Arinélson

Personal information
- Full name: Arinélson Freire Nunes
- Date of birth: 27 January 1973 (age 52)
- Place of birth: Brazil
- Position(s): Midfielder

Senior career*
- Years: Team / Apps / (Gls)
- 1996: Tuna Luso
- 1996: Iraty / 19 / (14)
- 1997–1998: Santos / 39 / (8)
- 1998: Flamengo / 2 / (0)
- 1998: Paraná / 15 / (4)
- 1999: Santos / 1 / (0)
- 1999: Guarani / 8 / (0)
- 1999: Fluminense / 14 / (4)
- 2000: America-RJ / 13 / (3)
- 2001: Matonense / 5 / (0)
- 2001: Jeonbuk / 11 / (2)
- 2002: Ulsan / 8 / (0)
- 2003: Olaria
- 2004: Paysandu
- 2005: Remo / 2 / (0)
- 2006: Bandeirante
- 2007: Inter de Limeira / 2 / (0)
- 2007–2008: Ananindeua
- 2009: Tuna Luso
- 2010: Sergipe
- 2010: Tuna Luso

= Arinélson =

Brazilian footballer (born 1973)

Arinélson Freire Nunes (born 21 January 1973) is a Brazilian former footballer who played as a midfielder.

==Early life==

He was born in 1973 in Brazil. He played futsal as a child.

==Career==

He started his career with Brazilian side Tuna Luso.

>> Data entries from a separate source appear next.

PR #15, opened 2016-07-19
DB-5011: pop statement context properly when a trigger fails

jyuanca:
The code change is to fix two problems:
1) when a trigger throws an exception, we pop up all statement context for trigger on stack and clean them up. There could be more than one statement contexts because a trigger may fire another trigger for another table. Pop the stack until the parent statement is not in a trigger, which is the parent statement context(GenericStatementContext.java).
2) Always look at the context at the top of the stack(GenericLanguageConnectionContext.java).

### DIFF
--- a/db-engine/src/main/java/com/splicemachine/db/impl/sql/conn/GenericLanguageConnectionContext.java
+++ b/db-engine/src/main/java/com/splicemachine/db/impl/sql/conn/GenericLanguageConnectionContext.java
@@ -2286,7 +2286,7 @@ public class GenericLanguageConnectionContext extends ContextImpl implements Lan
 
                 parentStatementContext=statementContexts[0];
             }else{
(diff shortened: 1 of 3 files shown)


scottfines:
Could we add a bit more description about what went wrong, what the fix is, etc.? Just a sentence or two is fine, doesn't have to be great detail, but that way we can get a quick idea of what's being fixed just by looking at the error message. 

Previously, it didn't matter too much, since I could always just call and ask, but since these are public, we want to make sure we explain what we are doing and why we are doing it to anyone who may be watching.

jyuanca:
More description added.

scottfines:
+1 looks good to me.

jeffcunningham:
+1

jleach4:
+1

In 1996, he signed for Brazilian side Iraty. In 1997, he signed for Brazilian side Santos. In 1998, he signed for Brazilian side Flamengo. After that, he signed for Brazilian side Paraná. In 1999, he returned to Brazilian side Santos. After that, he signed for Brazilian side Guarani. After that, he signed for Brazilian side Fluminense. In 2000, he signed for Brazilian side America-RJ. In 2001, he signed for Brazilian side Matonense. After that, he signed for South Korean side Jeonbuk. In 2002, he signed for South Korean side Ulsan. In 2003, he signed for Brazilian side Olaria. In 2004, he signed for Brazilian side Paysandu. In 2005, he signed for Brazilian side Remo. In 2006, he signed for Brazilian side Bandeirante. In 2007, he signed for Brazilian side Inter de Limeira. After that, he signed for Brazilian side Ananindeua. In 2009, he signed for Brazilian side Tuna Luso. In 2010, he signed for Brazilian side Sergipe. After that, he returned to Brazilian side Tuna Luso.

==Style of play==

He mainly operated as a midfielder. He was left-footed. He was known for his dribbling ability.

==Personal life==

After retiring from professional football, he worked in the real estate industry. He is the father of Brazilian footballer Alessandro Lucas.